## DATASET
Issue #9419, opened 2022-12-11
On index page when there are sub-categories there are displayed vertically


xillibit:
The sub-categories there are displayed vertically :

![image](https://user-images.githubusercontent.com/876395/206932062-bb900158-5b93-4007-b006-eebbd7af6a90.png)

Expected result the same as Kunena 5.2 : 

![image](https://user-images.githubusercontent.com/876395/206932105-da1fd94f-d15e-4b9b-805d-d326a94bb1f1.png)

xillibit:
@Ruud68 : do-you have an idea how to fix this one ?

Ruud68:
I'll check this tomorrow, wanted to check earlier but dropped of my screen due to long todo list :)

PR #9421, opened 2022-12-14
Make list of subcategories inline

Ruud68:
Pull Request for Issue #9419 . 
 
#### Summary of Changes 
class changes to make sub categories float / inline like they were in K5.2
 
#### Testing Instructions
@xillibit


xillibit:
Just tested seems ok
---
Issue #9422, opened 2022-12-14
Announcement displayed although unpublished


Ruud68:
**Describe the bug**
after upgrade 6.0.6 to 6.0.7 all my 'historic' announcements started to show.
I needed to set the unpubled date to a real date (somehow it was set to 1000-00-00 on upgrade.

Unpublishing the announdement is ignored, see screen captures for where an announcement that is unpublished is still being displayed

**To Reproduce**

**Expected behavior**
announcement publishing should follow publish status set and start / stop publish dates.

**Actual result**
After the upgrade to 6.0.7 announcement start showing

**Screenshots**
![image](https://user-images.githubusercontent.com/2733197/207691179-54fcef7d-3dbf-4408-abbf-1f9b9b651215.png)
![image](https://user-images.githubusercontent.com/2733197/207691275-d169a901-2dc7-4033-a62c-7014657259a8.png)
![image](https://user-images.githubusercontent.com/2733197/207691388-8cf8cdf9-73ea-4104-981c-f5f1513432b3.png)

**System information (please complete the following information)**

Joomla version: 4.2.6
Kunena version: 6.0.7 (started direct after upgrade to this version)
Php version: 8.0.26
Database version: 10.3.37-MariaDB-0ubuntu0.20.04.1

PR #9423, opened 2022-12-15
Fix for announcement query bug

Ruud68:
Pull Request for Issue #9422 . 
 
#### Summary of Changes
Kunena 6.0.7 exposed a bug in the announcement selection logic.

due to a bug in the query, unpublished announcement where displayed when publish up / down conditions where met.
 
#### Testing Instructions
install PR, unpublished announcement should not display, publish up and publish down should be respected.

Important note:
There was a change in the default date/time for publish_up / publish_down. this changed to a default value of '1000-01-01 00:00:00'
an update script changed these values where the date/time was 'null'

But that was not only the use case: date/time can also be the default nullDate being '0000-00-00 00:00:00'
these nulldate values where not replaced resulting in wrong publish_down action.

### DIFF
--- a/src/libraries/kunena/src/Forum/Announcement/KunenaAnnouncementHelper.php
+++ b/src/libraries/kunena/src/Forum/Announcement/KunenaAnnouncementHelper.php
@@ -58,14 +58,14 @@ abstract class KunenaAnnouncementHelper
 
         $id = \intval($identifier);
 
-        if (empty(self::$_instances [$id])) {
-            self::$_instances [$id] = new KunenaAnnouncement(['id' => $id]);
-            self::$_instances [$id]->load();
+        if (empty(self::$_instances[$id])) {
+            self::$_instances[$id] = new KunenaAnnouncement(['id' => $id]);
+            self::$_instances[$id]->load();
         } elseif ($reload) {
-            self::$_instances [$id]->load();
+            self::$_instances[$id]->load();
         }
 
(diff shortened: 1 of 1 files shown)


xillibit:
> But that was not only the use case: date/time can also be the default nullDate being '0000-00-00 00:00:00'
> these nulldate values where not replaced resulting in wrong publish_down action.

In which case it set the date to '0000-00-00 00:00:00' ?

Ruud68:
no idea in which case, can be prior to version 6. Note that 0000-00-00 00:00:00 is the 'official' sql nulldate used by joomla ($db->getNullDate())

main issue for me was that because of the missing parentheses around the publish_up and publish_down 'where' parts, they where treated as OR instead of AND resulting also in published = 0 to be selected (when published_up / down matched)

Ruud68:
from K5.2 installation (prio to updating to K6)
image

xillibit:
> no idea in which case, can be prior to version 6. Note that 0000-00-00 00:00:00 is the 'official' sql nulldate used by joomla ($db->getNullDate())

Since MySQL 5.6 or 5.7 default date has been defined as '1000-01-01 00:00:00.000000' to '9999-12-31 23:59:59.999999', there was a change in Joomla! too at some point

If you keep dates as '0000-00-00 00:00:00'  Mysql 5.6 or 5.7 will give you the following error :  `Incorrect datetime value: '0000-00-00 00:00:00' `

## PROBLEM
Would you please repeat exactly the lines above, starting at the line with "fix this one ?" and stopping at the line with "Just tested seems ok", both included?

## ANSWER AREA
@Ruud68 : do-you have an idea how to fix this one ?

Ruud68:
I'll check this tomorrow, wanted to check earlier but dropped of my screen due to long todo list :)

PR #9421, opened 2022-12-14
Make list of subcategories inline

Ruud68:
Pull Request for Issue #9419 . 
 
#### Summary of Changes 
class changes to make sub categories float / inline like they were in K5.2
 
#### Testing Instructions
@xillibit


xillibit:
Just tested seems ok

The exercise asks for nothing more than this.